PR #328, opened 2022-11-16
Added Code Owners

fkorotkov:
So before auto-merging there is a need for approval from both of me and @edigaryev


.github/gi
```diff
@@ -0,0 +1 @@
+* @edigaryev @fkorotkov
```
edigaryev, line 1: Shouldn't we name this file `CODEOWNERS` instead, as per [GitHub's documentation](https://docs.github.com/en/repositories/managing-your-repositorys-settings-and-features/customizing-your-repository/about-code-owners#codeowners-file-location)?

edigaryev (approved):

Issue #323, opened 2022-11-15
Stuck if attached disk image is already mounted on host


gyfelton:
There is no error message indicating the instance stuck at launch because the disk is already mounted. To repro, do `tart run <some_vm> --disk <some_disk_path>` while having the disk image already mounted on host. VM will stuck at black screen with no error message when I expect some error showing up immediately and exit just like when we try to load a not supported disk image type.

Definitely just an enhancement but if anyone else have time wasted because of not realizing this, vote on this issue so we can find time to introduce a fix for it.

fkorotkov:
Thanks for reporting! We'll need to investigate if we can easily check whether a disk is in use already. 👌

testingbot:
When we specify a disk as `:ro` (readonly), the [check](https://github.com/cirruslabs/tart/commit/14cbc727adafb0449f54da71ddb580bbc592bf38) is probably not necessary?

edigaryev:
> When we specify a disk as `:ro` (readonly), the [check](https://github.com/cirruslabs/tart/commit/14cbc727adafb0449f54da71ddb580bbc592bf38) is probably not necessary?

Thanks for spotting this! I've addressed this in a separate PR: https://github.com/cirruslabs/tart/pull/334.

PR #333, opened 2022-11-21
tart run: check if the disks are locked

edigaryev:
It seems that the `Virtualization.Framework` tries to acquire a lock on the disk passed by us and hangs.

One obvious thing we can do is to check the lock before starting the actual VM and bail out if the lock is acquired by someone else.

Resolves https://github.com/cirruslabs/tart/issues/323.


fkorotkov (approved):

gyfelton:
thx for this quick fix!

[WORK TASK] Among the records above, find the lines that contain "edigaryev" and copy every one.

[ANSWER AREA]
So before auto-merging there is a need for approval from both of me and @edigaryev
+* @edigaryev @fkorotkov
edigaryev, line 1: Shouldn't we name this file `CODEOWNERS` instead, as per [GitHub's documentation](https://docs.github.com/en/repositories/managing-your-repositorys-settings-and-features/customizing-your-repository/about-code-owners#codeowners-file-location)?
edigaryev (approved):
edigaryev:
edigaryev:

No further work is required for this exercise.